Limitations & Future Work

  • k-means clustering is sensitive to the number of tokens per chunk, and the number of clusters \(C\) is a manually tuned hyperparameter; adaptive clustering strategies remain to be explored.
  • Increasing the number of residual stages \(L\) sacrifices compression ratio; dynamically selecting stages for the "quality-memory" Pareto curve still requires empirical tuning.
  • The paper focuses on 480p and chunk-level autoregressive models; pixel-level autoregressive video generation (e.g., token-by-token) has not yet been validated.

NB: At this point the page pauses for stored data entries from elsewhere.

Issue #28, opened 2016-12-09
Remove CSIP dependency


leethargo:
Now that we have a working version and a better understanding of both Julia and the conceptual gap between SCIP and MathProgBase, we could build a more direct wrapper, skipping CSIP entirely.

We could also (in the same step) provide a Julia wrapper for the "raw" SCIP function(alitie)s, on which the MPB interface implementation is based. This would enable users to easily use the more advanced features directly, that is, without need for `:ccall`. It is unclear to what extent the public functions of SCIP should be made available, since the large number of these suggests a semi-automatic way of generating the wrappers.

CC: @fserra

fserra:
I like this idea a lot.

 How would you like to generate the wrapper? As we have seen, there are two tried approaches. One is using clang.jl and the other is using doxygen and go (i think): https://github.com/ryanjoneil/SCIP.jl

leethargo:
I tried the clang way to generate the first version of the wrapper in SCIP.jl and it was painless for CSIP. But in this case, there were few fancy types involved.

PR #62, opened 2018-01-17
WIP: fix SCIP.jl for julia v0.7

leethargo:


matbesancon:
what's the status on this? I think nightly can be replaced with 1.0 in travis and 0.7 in REQUIRE, this would also help people work with it on 0.7 and allow `Pkg.add("SCIP")` on Julia 1.0

leethargo:
I am not actively working on this right now and am also stuck with 0.6 for my personal work, so this won't change in the near future.

It would make sense to write a new SCIP wrapper for MOI (rather than MathProgBase) and build it diretly on the SCIP C library (rather than the CSIP wrapper, see #28). That could be a whole separate project, then.

matbesancon:
If you're ok I'll try to continue this one. JuMP 0.18.3 now works with Julia 1.0, I think this will be smoother to first upgrade to Julia 1.0 and then to MOI when it is finalized

leethargo:
By all means go for it :+1:

leethargo:
closed in favor of #70

PR #63, opened 2018-01-26
Update to SCIP 5.0.0

leethargo:
SCIP 5.0.0 has significantly improved the performance for MIP and MINLP models.

Right now, one test for MIQP is hitting the timelimit, so the category is skipped for now.


fserra:
I dont  know how to say that I reviewed and agree

leethargo:
I'm not even done yet ;-)
I guess there should be a button on the bottom or on the right-hand side.

PR #73, opened 2018-10-24
add more tests (in particular from MathProgBase)

leethargo:


leethargo:
It seems that there are some open issues in Coverage with Julia ≥ 0.7, so I will not wait for the report upload to work here.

  • Evaluation mainly uses reference-based metrics such as PSNR/SSIM/LPIPS, with limited discussion on the impact on "generation diversity."
  • vs KIVI / KVQuant: Effective for LLMs, but token-channel heterogeneity in video renders outlier handling ineffective; QVG localizes and resolves heterogeneity via clustering.

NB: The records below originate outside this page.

PR #76, opened 2018-12-18
Rewrite SCIP wrapper with Clang.jl to support a MIP solver through MOI

### LINKED ISSUE #28: Remove CSIP dependency

leethargo:
fixes #28, but does not support callbacks or nonlinear expressions :disappointed:


mlubin:
LQOI wasn't designed to work with nonlinear. What's the motivation for using it instead of directly writing an MOI wrapper? SCIP's API is rich enough that LQOI might not be a good fit (it was designed to wrap APIs that look like Gurobi/CPLEX/Xpress).

@odow @joaquimg

odow:
Hmm yeah LQOI isn't a good fit for SCIP. Best to wrap directly.

leethargo:
Rich _enough_, or _too_ rich? :smirk:

Well, that decision about LQOI was premature, I only looked briefly at the GLPK impementation. What I mean is that at first I will only support SCIP as a MIP solver.

I plan to drop the MPB support, and with it the support for nonlinear constraints and also callbacks. That would be added later. I'm not sure whether it's actually a good idea to do this on the current project, rather than start a new one. But I guess nobody will maintain the old code anyways, and the last version of SCIP.jl to work with JuMP 0.18 is version-tagged, so it should be fine?

cc @fserra

mlubin:
A reason not to drop MPB support yet is that the SCIP package will immediately stop working with JuMP 0.18 and users will have to pin it to an old version to get it working. You'll probably spend more time handling these support questions than you would maintaining the MPB interface for another few months until lots of people are using JuMP 0.19.

mlubin:
OTOH given that it's a complete rewrite I see why you wouldn't want to put the effort into re-enabling MPB support. I didn't consider this in my comment 30 seconds ago :)

leethargo:
Well, yes, I definitely wanted to get rid of the CSIP dependency, so it was a rewrite.
I figure the current release of the code has an upper bound on `MathProgBase` while the new release would have a lower bound on `MathOptInterface`, so the package manage should pick the appropriate version depending on the installed `JuMP` automatically? Maybe that's wishful thinking.

leethargo:
@mlubin Feel free to review and comment. I'm not done yet, but basic LP solving should work now.
In particular, you could suggest additional MOI tests to activate.

I still want to add MIP stuff (variable types, SOS), quadratic constraints and maybe deletion of variables and constraints.

Maybe I'll also expose some dual solution things for LP, but I'm not up-to-date on how easy that is nowadays. In the past, it required going deep into the SCIP-LP-solver interface, but I heard that this has changed.

fserra:
dual lp information is not really possible. we tried to make it work, but
there are fundamental issues, like constraints with one variable get
deleted even if presolve is off. so we have to rely on reduced costs to get
the multipliers, and if there are copies of the same constraint, they will
all get the same multiplier.

src/wrapper/manual_commons.jl
```diff
@@ -0,0 +1,46 @@
+# TODO: created manually, better to improve on wrapper generator!
```
mlubin: Where are these values defined in SCIP? What went wrong with the wrapper generator?

src/SCIP.jl
```diff
@@ -1,39 +1,30 @@
...
-    if csip_installed != csip_required
-        depsdir = realpath(joinpath(dirname(@__FILE__),"..","deps"))
-        error("Installed CSIP version is $(csip_installed), but we require $(csip_required). Run Pkg.build(\"SCIP\") to update.")
+    major = SCIPmajorVersion()
+    minor = SCIPminorVersion()
+    patch = SCIPtechVersion()
+    current = VersionNumber("$major.$minor.$patch")
+    required = VersionNumber("6.0.0")
+    if current < required
+        error("SCIP is installed at version $current, need $required or newer.")
```
mlubin: Is it correct to allow new major versions without regenerating the wrapper?

src/managed_scip.jl
```diff
@@ -0,0 +1,74 @@
+# holds pointers to SCIP data and takes care of memory mgmt
+mutable struct ManagedSCIP
+    scip::Ref{Ptr{SCIP_}}
```
mlubin: What's the reason to use `Ref{Ptr{SCIP_}}` instead of `Ptr{SCIP_}` directly? (Edit: I see how it's used in `free_scip`. Still, the indirection might be removed for vars and conss.)

src/wrapper.jl
```diff
@@ -0,0 +1,138 @@
...
+include(wrap("cons_sos1"))
+include(wrap("cons_sos2"))
+include(wrap("cons_superindicator"))
+include(wrap("cons_symresack"))
+include(wrap("cons_varbound"))
+include(wrap("cons_xor"))
+
+# SCIP_CALL: macro to check return codes, inspired by @assert
+macro SC(ex)
+    return :(@assert $(esc(ex)) == SCIP_OKAY)
```
mlubin: Users should see error messages instead of assertion failures if something went wrong. Consider creating an `Exception` type that returns the error code and has nice printing. See examples at https://github.com/JuliaOpt/MathOptInterface.jl/blob/master/src/error.jl.

src/wrapper.jl
```diff
@@ -0,0 +1,138 @@
+wrap(base) = joinpath("wrapper", base * ".jl")
+
+# used by Clang.jl
+include(wrap("ctypes"))
+include(wrap("CEnum"))
```
mlubin: Is `CEum` copied from Clang.jl or did you write it? If it's copied then it needs a copyright notice.

src/managed_scip.jl
```diff
@@ -0,0 +1,74 @@
...
+"Returns pointer to SCIP instance"
+get_scip(mscip::ManagedSCIP) = mscip.scip[]
+
+"Returns pointer to SCIP variable"
+get_var(mscip::ManagedSCIP, i::Int) = mscip.vars[i][]
+
+"Returns pointer to SCIP constraint"
+get_cons(mscip::ManagedSCIP, i::Int) = mscip.conss[i][]
+
+"Add variable to problem (continuous, no bounds)"
```
mlubin: Document the return type.

src/managed_scip.jl
```diff
@@ -0,0 +1,74 @@
...
+        mscip.scip[], var, "", -SCIPinfinity(mscip.scip[]),
+        SCIPinfinity(mscip.scip[]), 0.0, SCIP_VARTYPE_CONTINUOUS)
+    @SC rc = SCIPaddVar(mscip.scip[], var[])
+
+    push!(mscip.vars, var)
+    # can't delete variable, so we use the array position as index
+    return length(mscip.vars)
+end
+
+"Add (ranged) linear constraint to problem"
```
mlubin: Document the arguments and the return type.

src/managed_scip.jl
```diff
@@ -0,0 +1,74 @@
...
+function add_variable(mscip::ManagedSCIP)
+    var = Ref{Ptr{SCIP_VAR}}()
+    @SC rc = SCIPcreateVarBasic(
+        mscip.scip[], var, "", -SCIPinfinity(mscip.scip[]),
+        SCIPinfinity(mscip.scip[]), 0.0, SCIP_VARTYPE_CONTINUOUS)
+    @SC rc = SCIPaddVar(mscip.scip[], var[])
+
+    push!(mscip.vars, var)
+    # can't delete variable, so we use the array position as index
+    return length(mscip.vars)
```
mlubin: Consider using a wrapper type like `VariableIndex(length(mscip.vars))` to make it harder to confuse variable indices with constraint indices, as we do in MOI.

src/managed_scip.jl
```diff
@@ -0,0 +1,74 @@
...
+
+"Add variable to problem (continuous, no bounds)"
+function add_variable(mscip::ManagedSCIP)
+    var = Ref{Ptr{SCIP_VAR}}()
+    @SC rc = SCIPcreateVarBasic(
+        mscip.scip[], var, "", -SCIPinfinity(mscip.scip[]),
+        SCIPinfinity(mscip.scip[]), 0.0, SCIP_VARTYPE_CONTINUOUS)
+    @SC rc = SCIPaddVar(mscip.scip[], var[])
+
+    push!(mscip.vars, var)
```
mlubin: Could you `push!(mscip.vars, var[])` and store a vector of pointers instead of a vector of references to pointers?

src/managed_scip.jl
```diff
@@ -0,0 +1,74 @@
...
+        for var in mscip.vars
+            @SC SCIPreleaseVar(mscip.scip[], var)
+        end
+        @SC SCIPfree(mscip.scip)
+    end
+    @assert mscip.scip[] == C_NULL
+end
+
+"Returns pointer to SCIP instance"
+get_scip(mscip::ManagedSCIP) = mscip.scip[]
```
mlubin: Naming: usually we say `X` instead of `get_X`, e.g., `JuMP.value` instead of `JuMP.get_value`.

src/managed_scip.jl
```diff
@@ -0,0 +1,74 @@
+# holds pointers to SCIP data and takes care of memory mgmt
```
mlubin: Nit: We prefer complete sentences with correct capitalization and periods at the end for comments.

src/managed_scip.jl
```diff
@@ -0,0 +1,74 @@
...
+function free_scip(mscip::ManagedSCIP)
+    # avoid double-free
+    if mscip.scip[] != C_NULL
+        for cons in mscip.conss
+            @SC SCIPreleaseCons(mscip.scip[], cons)
+        end
+        for var in mscip.vars
+            @SC SCIPreleaseVar(mscip.scip[], var)
+        end
+        @SC SCIPfree(mscip.scip)
```
mlubin: Maybe add a note that this sets `mscip.scip` to `C_NULL` because it's not obvious.

src/MOI_wrapper.jl
```diff
@@ -0,0 +1,414 @@
...
+const LTS = MOI.LessThan{Float64}
+const INS = MOI.Interval{Float64}
+const BOUNDS = Union{EQS, GTS, LTS, INS}
+const BINS = MOI.ZeroOne
+const INTS = MOI.Integer
+const TYPES = Union{BINS, INTS}
+# support changes
+const SCC = MOI.ScalarCoefficientChange{Float64}
+# other MOI types
+const SAT = MOI.ScalarAffineTerm{Float64}
```
mlubin: `SAT` is an overloaded term, potentially a bit confusing to use as an alias. Generally aliases like these should be used in order to make the code more readable and not to save on typing.

src/MOI_wrapper.jl
```diff
@@ -0,0 +1,414 @@
...
+scip_vartype(::Type{INTS}) = SCIP_VARTYPE_INTEGER
+function MOI.add_constraint(o::Optimizer, func::SVF, set::S) where {S <: TYPES}
+    allow_modification(o)
+    scip = get_scip(o)
+    var = get_var(o, func.variable)
+    infeasible = Ref{Ptr{SCIP_Bool}}
+    @SC SCIPchgVarType(scip, var, scip_vartype(S), infeasible[])
+    if S <: BINS
+        # need to adjust bounds for SCIP?!
+        @SC SCIPchgVarLb(scip, var, 0.0)
```
mlubin: How does this interact with variable bounds? I.e., what if you have `x == 1, Binary`. Does this drop the tighter bounds? I'd also want an error/infeasibility report for `2  <= x <= 3, Binary`.

src/MOI_wrapper.jl
```diff
@@ -0,0 +1,414 @@
...
+    return register!(o, CI{SVF, S}(i))
+end
+
+function MOI.add_constraint(o::Optimizer, func::SVF, set::S) where S <: BOUNDS
+    allow_modification(o)
+    var = get_var(o, func.variable)
+    lb, ub = bounds(set)
+    lb == nothing || @SC SCIPchgVarLb(get_scip(o), var, lb)
+    ub == nothing || @SC SCIPchgVarUb(get_scip(o), var, ub)
+    # use var index for cons index of this type
```
mlubin: This is the right index to use (https://github.com/JuliaOpt/MathOptInterface.jl/issues/570). Is a useful error returned if a user tries to add bounds on the same variable twice?

src/MOI_wrapper.jl
```diff
@@ -0,0 +1,414 @@
...
+    rhs = rhs == nothing ?  SCIPinfinity(scip) : rhs
+
+    @SC SCIPchgLhsLinear(scip, cons, lhs)
+    @SC SCIPchgRhsLinear(scip, cons, rhs)
+
+    return nothing
+end
+
+function MOI.is_valid(o::Optimizer, ci::CI{SAF,<:BOUNDS})
+    1 <= ci.value <= length(o.mscip.cons)
```
mlubin: Nit: Use explicit `return` except for one-line functions (https://github.com/JuliaOpt/JuMP.jl/issues/1718).

src/MOI_wrapper.jl
```diff
@@ -0,0 +1,414 @@
...
+    end
+    constant = SCIPgetOrigObjoffset(get_scip(o))
+    return SAF(terms, constant)
+end
+
+function MOI.set(o::Optimizer, ::MOI.ObjectiveSense, sense::MOI.OptimizationSense)
+    allow_modification(o)
+    if sense == MOI.MIN_SENSE
+        @SC SCIPsetObjsense(get_scip(o), SCIP_OBJSENSE_MINIMIZE)
+    elseif sense == MOI.MAX_SENSE
```
mlubin: `FEASIBILITY_SENSE` should also be handled, or at least note that nothing needs to be done.

src/MOI_wrapper.jl
```diff
@@ -0,0 +1,414 @@
...
+
+term_status_map = Dict(
+    SCIP_STATUS_UNKNOWN => MOI.OPTIMIZE_NOT_CALLED,
+    SCIP_STATUS_USERINTERRUPT => MOI.INTERRUPTED,
+    SCIP_STATUS_NODELIMIT => MOI.NODE_LIMIT,
+    SCIP_STATUS_TOTALNODELIMIT => MOI.NODE_LIMIT,
+    SCIP_STATUS_STALLNODELIMIT => MOI.OTHER_LIMIT,
+    SCIP_STATUS_TIMELIMIT => MOI.TIME_LIMIT,
+    SCIP_STATUS_MEMLIMIT => MOI.MEMORY_LIMIT,
+    SCIP_STATUS_GAPLIMIT => MOI.OTHER_LIMIT,
```
mlubin: Other solvers map this to `OPTIMAL`. I.e., terminating with a gap is optimal within the user-provided termination criteria.

test/REQUIRE
```diff
@@ -1 +1 @@
-JuMP
+
```
mlubin: This file can be removed if it's empty.

test/managed_scip.jl
```diff
@@ -0,0 +1,45 @@
...
+
+@testset "create and implicit free" begin
+    ptr = Ref{Ptr{SCIP.SCIP_}}(C_NULL)
+    for i = 1:1
+        mscip = SCIP.ManagedSCIP()
+        ptr = mscip.scip
+        @test ptr[] != C_NULL
+    end
+    GC.gc()
+    GC.gc() # TODO: why need a second call?
```
mlubin: I think there's no guarantee when `finalize` runs. It's better just test that explicit `finalize` works. Depending on the behavior of `GC.gc()` could break the test in different julia versions.

REQUIRE
```diff
@@ -1,3 +1,3 @@
-julia 0.7
-BinDeps
-MathProgBase 0.5 0.8
+julia 1.0
+Compat
```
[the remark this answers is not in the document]
leethargo: This might be true. It is used in [build.jl](https://github.com/SCIP-Interfaces/SCIP.jl/blob/7e4054b185b360ff428e0de1f7985906137ee57e/deps/build.jl#L20) but that was just copy-pasted from some other solver wrapper.

src/wrapper.jl
leethargo: Yes, this is kind of hack. I was playing with a larger macro that would also show the file and line number, but I could not get it to work quickly.

Note: with the old SCIP.jl we were simply ignoring these return codes.

src/wrapper/README.md
```diff
@@ -0,0 +1,2 @@
+These files are automatically generated with `Clang.jl`. See
+`gen/generate_wrapper.jl` for details.
```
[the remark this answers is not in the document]
leethargo: I will open a separate issue for that. I had several problems with the tagged version of Clang.jl, but there was a rewrite of it that I used from the PR branch directly. I think was since merged to master.

Also, the generation is not fully automatic (yet), because some `#define`s were not wrapped (they appear as comments in the generated files), I had to rename `Ptr{SCIP}` to `Ptr{SCIP_}` to avoid a name conflict with the module and finally deleted a bunch of mostly empty files (e.g. for `type_var.jl`).

src/wrapper/manual_commons.jl
leethargo: These are defined in the SCIP headers that I wrap, but for some reason (did not investigate yet) were skipped by Clang.jl.

The `FILE` type is just standard C, I guess? It's not defined by SCIP itself, at least.

src/SCIP.jl
leethargo: OK, added another check against an upper bound.

src/managed_scip.jl
leethargo: Done (for existing docstrings).

src/managed_scip.jl
leethargo: Actually no, we do need `SCIP_VAR**` for `SCIPreleaseVar`, so I don't think we can do anything simpler.

See also [discussion on discourse](https://discourse.julialang.org/t/confusion-about-ptr-ref-and-dereferencing/18805).

src/managed_scip.jl
leethargo: Hm, yes. I wondered that if I added a function `var()`, it might conflict with local variables of the same name?

src/managed_scip.jl
leethargo: No (see above).

src/wrapper.jl
leethargo: Are you suggesting to mention these files in the `LICENSE` file? If we add a note in the header, these would be overwritten by the wrapper generation script.

src/wrapper.jl
leethargo: I want to handle this in a separate issue: #78.

src/wrapper/README.md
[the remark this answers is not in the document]
leethargo: to be handled separately: #77

src/wrapper/manual_commons.jl
leethargo: see #77

src/managed_scip.jl
leethargo: Am using `scip`, `var` and `cons` now.

src/managed_scip.jl
leethargo: OK, I added types `VarRef` and `ConsRef` to avoid confusion with the types from MOI.

src/wrapper.jl
leethargo: I added a line to each of the files.

src/MOI_wrapper.jl
leethargo: Well, neither of these work right now.

I found that SCIP fails with an error, if I change the variable type to binary but the bounds are not `[0, 1]`.

To support the single variable constraints properly, we would have to store copies of all of them, I guess, which is something I wanted to avoid. Alternatively, we could create linear constraints for them, and leave the variable bounds at their defaults (-/+ infinity).

src/MOI_wrapper.jl
leethargo: OK, many of these aliases were only used on one or two places, so I removed several of them.

src/MOI_wrapper.jl
leethargo: Hm, we could reset the objective coefficients, I guess. But then they could not be recovered easily.

src/MOI_wrapper.jl
leethargo: Not yet, see [MOI/#570](https://github.com/JuliaOpt/MathOptInterface.jl/issues/570#issuecomment-451742785)

src/MOI_wrapper.jl
```diff
@@ -0,0 +1,399 @@
...
+const MOIU = MOI.Utilities
+
+# indices
+const VI = MOI.VariableIndex
+const CI = MOI.ConstraintIndex
+# supported functions
+const SVF = MOI.SingleVariable
+const SAF = MOI.ScalarAffineFunction{Float64}
+# supported sets
+const Bounds = Union{MOI.EqualTo{Float64}, MOI.GreaterThan{Float64},
```
mlubin: Nit: Constants should be all upper-case (http://www.juliaopt.org/JuMP.jl/dev/style/#Naming-1), e.g., `BOUNDS` and `VAR_TYPES`.

src/MOI_wrapper.jl
mlubin: Consider adding a TODO to catch this case and make it an error.

mlubin:
(Unable to reply inline)

> Other solvers map this to OPTIMAL. I.e., terminating with a gap is optimal within the user-provided termination criteria.

> Hm, strange. But what if the solver "accidentally" proves optimality (zero gap)? These cases could not be distinguished, then, using the status?

Correct. If you set a convergence tolerance on the solver and the solver happens to do better than you asked, you still get OPTIMAL. You can always check the gap manually later.

src/MOI_wrapper.jl
leethargo: See discussion in #79

src/MOI_wrapper.jl
leethargo: Added a warning, and opened issue #80.

src/MOI_wrapper.jl
leethargo: OK, done

src/MOI_wrapper.jl
leethargo: Yeah, I felt like this applies more to numerical constants etc., but I don't care enough myself and wish we had a working formatting tool.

  • vs QuaRot / RotateKV: Rotational transforms smooth global distributions but cannot handle token-dependent outlier drift; QVG uses data-driven centroids instead of fixed rotations.
  • vs Vector Quantization (PQCache, CommVQ): Uses codebooks to represent tokens; QVG adopts "subtract centroid + quantize residual," with centroids as anchors rather than full codebooks, making it lighter and training-free.

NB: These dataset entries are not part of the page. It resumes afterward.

PR #81, opened 2019-01-06
Deal with implicit and duplicate constraints for variable bounds

### LINKED ISSUE #79: Binary variables with bounds
How does this interact with variable bounds? I.e., what if you have `x == 1, Binary`. Does this drop the tighter bounds? I'd also want an error/infeasibility report for `2  <= x <= 3, Binary`.

_Originally posted by @mlubin in https://github.com/_render_node/MDE3OlB1bGxSZXF1ZXN0UmV2aWV3MTg4NTYwNjMz/pull_request_reviews/more_threads_

I couldn't reply to the comment on #76 for some reason, so opening an issue. The current code in #76 seems to silently ignore user-provided bounds on binary variables.

leethargo:
fixes #79 

Still needs additional tests. Maybe prints too many warnings now. Probably is too conservative (does not consider variable type when throwing error about existing bounds).

In particular, will still fail for these cases now:
- fixing a binary variable
- having two separate constraints, one for the lower bound, one for the upper bound

### DIFF
--- a/src/MOI_wrapper.jl
+++ b/src/MOI_wrapper.jl
@@ -204,8 +204,8 @@ function MOI.set(o::SCIP.Optimizer, ::MOI.ConstraintSet, ci::CI{SVF,S}, set::S) 
     allow_modification(o)
     v = var(o, VI(ci.value)) # cons index is actually var index
     lb, ub = bounds(set)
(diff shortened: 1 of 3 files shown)


leethargo:
Could still add some tests (and handling) of changes in the constraint set for var bounds.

  • vs StreamingT2V / WorldMem / FramePack: These design memory mechanisms at the algorithmic level; QVG expands existing KV budgets from the system side, making them complementary and stackable.

Rating

  • Novelty: ⭐⭐⭐⭐ First to apply "semantic clustering and centroid subtraction" for video KV smoothing, combined with progressive residuals, with clear originality in the combination.
  • Experimental Thoroughness: ⭐⭐⭐⭐⭐ Three SOTA autoregressive video models, INT2/INT4 multi-bit, multiple baseline comparisons, consumer GPU deployment validation, and comprehensive quantization error and quality curves.
  • Writing Quality: ⭐⭐⭐⭐⭐ Smooth logical flow from "system-algorithm coupled KV bottleneck" to problem diagnosis, opportunity identification, method design, and experimental validation.
  • Value: ⭐⭐⭐⭐⭐ Directly enables long video generation, consumer GPU deployment, and context expansion, with immediate engineering impact.